Asgar Shakoor Patel, 76, who began his career as a truck driver, carrying his first consignment for GlaxoSmithKline Plc in 1959, is all set to step down as chairman from his own company Patel Integrated Logistics Ltd. Patel Integrated Logistics is one of the oldest and largest transportation and logistics firms in India and the exit of its founder, in some ways, marks the end of an era.
When his son Areef Patel takes over, his mandate will be to transform the company and take on the more nimble firms who have grabbed the growing e-commerce logistics business, leaving traditional leaders behind.
“We should have been a pure e-commerce company long back before Flipkart and Snapdeal, considering our last-mile delivery capabilities. We have lost ground on the same. But my son Areef Patel who is also managing director Patel Group is trying to adapt to current landscape," Asgar Patel said in a phone interview from Dubai.
The group has started moving in that direction by adding warehousing and small parcel delivery to its bouquet of services. It has also tied up with Amazon for port-to-port logistics operations to compete with e-commerce-specialized logistics companies such as Delhivery.com, Ecom Express and GoJavas. The plan is to transform into a business-to-consumer (B2C) firm from a business-to-business (B2B) company.
The shift under way at Patel Integrated Logistics is a transformation that many traditional logistics firms are trying to manoeuvre, even though industry watchers are sceptical about their ability to succeed. Companies, including Gati Ltd, Blue Dart Express Ltd, Safexpress Pvt. Ltd, DTDC Express Ltd and Drive India Enterprise Solutions Ltd are all adding e-commerce verticals to their existing lines of businesses.
Transportation company Gati has started a new initiative called Gati E-connect, covering more than 99% of districts in India. According to its website, Gati E-connect offers cash on delivery and prepaid facilities to more than 5,120 pin codes directly and reaches 15,400 pin codes indirectly. It now covers B2B, B2C and customer-to-customer requirements as part of its services.
In a 26 August investor presentation, Blue Dart Express said it is focused on improving its e-commerce last-mile delivery. It said the firm has started offering storage facilities to e-commerce firms in the National Capital Region (NCR) and intends to expand this to other cities. Blue Dart intends to service overseas e-commerce deliveries as well, starting with the US market.
Another company Safexpress has launched a business-to-customer division for e-commerce covering 3,000 pin codes in 50 cities, while rival DTDC Express had started a product called ‘DotZot’ for e-commerce.
Traditional logistics companies are excited about e-commerce sector as they see a large and fast growing market, said Manish Saigal, managing director of Alvarez & Marsal India, explaining the rush to enter into the e-commerce delivery segment.
Saigal, however, adds that the transition will not be an easy one to make as most of these companies don’t have the processes to serve the B2C segment.
“Last-mile delivery for e-commerce is a complex business that requires consistently high level of delivery performance, cash on delivery handling, reverse pick-ups and a scaled-up network capable of delivering to thousands of pin codes.

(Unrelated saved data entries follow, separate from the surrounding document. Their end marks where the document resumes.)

PR #123, opened 2021-06-22
Implement standalone CLI command

### LINKED ISSUE #95: Usage outside of sigstore
The fulcio client code recently moved from this repo to the sigstore cli in the sigstore repo. I think fulcio is useful on its own as well, independently of rekor. The sigstore cli (correct me if I'm wrong) currently doesn't allow to just retrieve a fulcio cert without signing and sending to rekor. 

Is fulcio intended to stay as an independent service? If so, does it make sense to have a stand-alone client here (or elsewhere) for it? Or alternatively extend the sigstore cli to retrieve a cert for custom usage?

mbestavros:
May be used to generate an OIDC certificate without any signing or tlog
interaction. Resolves #95 

Open to feedback! I'm not sure if the output format is exactly what's needed, so testing would be appreciated.

Signed-off-by: Mark Bestavros <mbestavr@redhat.com>


lukehinds:
awesome! we might need to wait for https://github.com/sigstore/sigstore/pull/69 or https://github.com/sigstore/sigstore/pull/70 to shake out first, but changes needed here should be pretty simple!

letmaik:
I may be missing something but if the private key is generated in memory and discarded what would someone do with just the cert?

lukehinds:
> I may be missing something but if the private key is generated in memory and discarded, what would someone do with just the cert?

They would extract the public key (which was part of the ephemeral private key) and along with the signature, verify the signing event.

letmaik:
Sure, but you can't sign something if you don't have the private key. I would have expected the CLI to either dump the generated private key to a file or take an existing private key as input.

lukehinds:
> Sure, but you can't sign something if you don't have the private key. I would have expected the CLI to either dump the generated private key to a file or take an existing private key as input.

What use case do you have in mind here? Fulcio's scope is OIDC based signing signing certificates. It sounds to me like you more looking for a generic CA. Can you outline what sort of use you're hoping to get out of fulcio?

letmaik:
OIDC based signing certificates is exactly my use case. Maybe we can clear it up by adding a sample or test to this PR.

lukehinds:
> OIDC based signing certificates is exactly my use case. Maybe we can clear it up by adding a sample or test to this PR.

I prefer that we scope this out properly first in an issue. This is a CLI operation that is run on the server itself, not via a client API. Would you really want OIDC based signing certificates distributed to users who have make the request directly on the server itself? I guess there might be a valid use of this, but we need to consider security impacts on fulcio here. 

Could you create an issue please and outline the UX flow and what the expected end result would be?

letmaik:
I think https://github.com/sigstore/fulcio/issues/95#issuecomment-840642011 and following covers it.

lukehinds:
> I think [#95 (comment)](https://github.com/sigstore/fulcio/issues/95#issuecomment-840642011) and following covers it.

It does not. This really needs to be properly defined and not left up to interpretation (e.g. there was no mention of outputting private keys to disk).

dlorenc:
I think the other direction would make more sense. I don't want to generate keys here and write them to disk, but I would be ok with the user doing that then calling fulcio to get an certificate based on a public key.

The difference is subtle, but it's clear in the second case that the end user is the one responsible for managing the lifecycle of the key and protecting it.

cmd/client/app/root.go
```diff
@@ -0,0 +1,148 @@
...
+			return err
+		}
+
+		pub, err := signer.PublicKey(ctx)
+		if err != nil {
+			return err
+		}
+
+		pubBytes, err := x509.MarshalPKIXPublicKey(pub)
+
```
jeffvance, line 72: super nit: blank line should be deleted, imo.

cmd/client/app/root.go
```diff
@@ -0,0 +1,148 @@
...
+		}
+
+		cert, err := x509.ParseCertificate(certBlock.Bytes)
+		if err != nil {
+			return err
+		}
+
+		outputFileStr := viper.GetString("output")
+		outputFile := os.Stdout
+		if outputFileStr != "-" {
```
jeffvance, line 115: Is it possible for outputFileStr to be empty?

cmd/client/app/root.go
mbestavros: Good catch, I've tidied it up. Thanks!

cmd/client/app/root.go
mbestavros: `viper.GetString("output")` gets the command-line argument `output` from the app's invocation. That's all set up at the bottom of the file (lines 137-147). If the invocation didn't provide anything for the `output` flag, it'll default to `-` -- which is checked for on line 113. If that happens, the app won't attempt to write anything to a file.

mbestavros:
This has become out of date, and I filed the PR using my `main` branch, which caused problems on my end. I can fix up and re-file the PR if desired.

Serious logistics players focused on e-commerce need large amounts of funding to build scale, invest in technology, recruit and train delivery staff and fund cash losses until they achieve cost efficiencies with economies of scale," said Saigal who specialises in logistics and transport.

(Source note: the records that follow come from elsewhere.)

PR #145, opened 2021-07-14
fulcio-server: add html page when humans reach the server via the browser

cpanato:
When we access via browser the Fulcio server (for example) https://fulcio.sigstore.dev/ it returns 
```
{
  "code": 404,
  "message": "path / was not found"
}
```

maybe is good to add a webpage and say something :) instead of return a json 404.

This PR adds a very simple homepage when humans access that page

Screenshot 2021-07-14 at 17 32 01

if we don't want that and this is by design feel free to close this PR


openapi.yaml
```diff
@@ -19,14 +19,27 @@ info:
   title: Fulcio
 schemes: [http, https]
 host: fulcio.sigstore.dev
-basePath: /api/v1
+basePath: /
```
cpanato, line 22: @bobcallaway push back the basepath because I don't know if we can set a root Path and override the basepath, let me know if this is a good practice or not, thanks in advance

docker-compose.yml
```diff
@@ -24,7 +24,7 @@ services:
       "serve",
       "--host=0.0.0.0",
       "--port=5555",
-      "--ca googleca"
+      "--ca googleca",
```
bobcallaway, line 27: it also needs an equals sign in between ca and googleca

pkg/api/homepage.go
```diff
@@ -0,0 +1,53 @@
...
+//
+
+package api
+
+import (
+	"github.com/go-openapi/runtime/middleware"
+	"github.com/sigstore/fulcio/pkg/generated/restapi/operations"
+)
+
+const homePage = `<!DOCTYPE html>
```
bobcallaway, line 23: could we use https://pkg.go.dev/embed instead of inlining this here?

pkg/generated/restapi/configure_fulcio_server.go
```diff
@@ -105,12 +105,16 @@ func configureAPI(api *operations.FulcioServerAPI) http.Handler {
...
 
+	api.HomepageHandler = operations.HomepageHandlerFunc(pkgapi.HomePageHandler)
+
 	api.PreServerShutdown = func() {}
 
 	api.ServerShutdown = func() {}
 
 	api.AddMiddlewareFor("POST", "/api/v1/signingCert", middleware.NoCache)
 
+	api.AddMiddlewareFor("GET", "/", middleware.NoCache)
```
bobcallaway, line 116: instead of `middleware.NoCache`, how about just writing the bytes for the HTML here:
```
api.AddMiddlewareFor("GET", "/", func(w http.ResponseWriter, req *http.Request) {
    fmt.Fprintf(w, homepageBytes)
  })
```

bobcallaway (commented):
I wouldn't touch the openapi file at all for this; we can handle it by declaring the middleware handler directly for the "/" path.

docker-compose.yml
cpanato: yep 😅

pkg/generated/restapi/configure_fulcio_server.go
cpanato: thanks for your Review and time Bob, i will address the comments!

cpanato:
thanks @bobcallaway for your review and insights! really appreciate
PTAL

dlorenc (approved):

dlorenc:
LGTM now, I'll wait for Bob.

bobcallaway (approved):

Among the traditional logistics companies, courier and parcel delivery companies are better placed to leverage their network for e-commerce considering their experience in delivering documents and parcels to households, he added.
Online retail in India is growing at a faster clip than brick-and-mortar retail. The share of modern trade will slip from 17% in 2013 to 13% in 2019, while that of e-commerce companies will jump from 2% to 11% in the same period, according to Think India, Think Retail, a February report published by property consultant and advisor Knight Frank India Pvt. Ltd and lobby group Retailers Association of India.
The e-commerce market will account for 2.5% of India’s gross domestic product by 2030, growing 15 times and reaching $300 billion, a Goldman Sachs report said in May. The current size of the e-commerce market is $20 billion.
Areef Patel of Patel Group says he won’t give up easily. He said the e-commerce vertical will contribute at least 20% of its total revenues in next three years. At present, 25% of revenue is coming from trucking business and remaining from air cargo businesses.
“We will be investing around ₹ 50-60 crore. We will roll out the e-commerce business shortly for e-commerce websites after inducting technology. We are going to start seven to 10 branches every month," he said.
“Better late than never," says his father Asgar.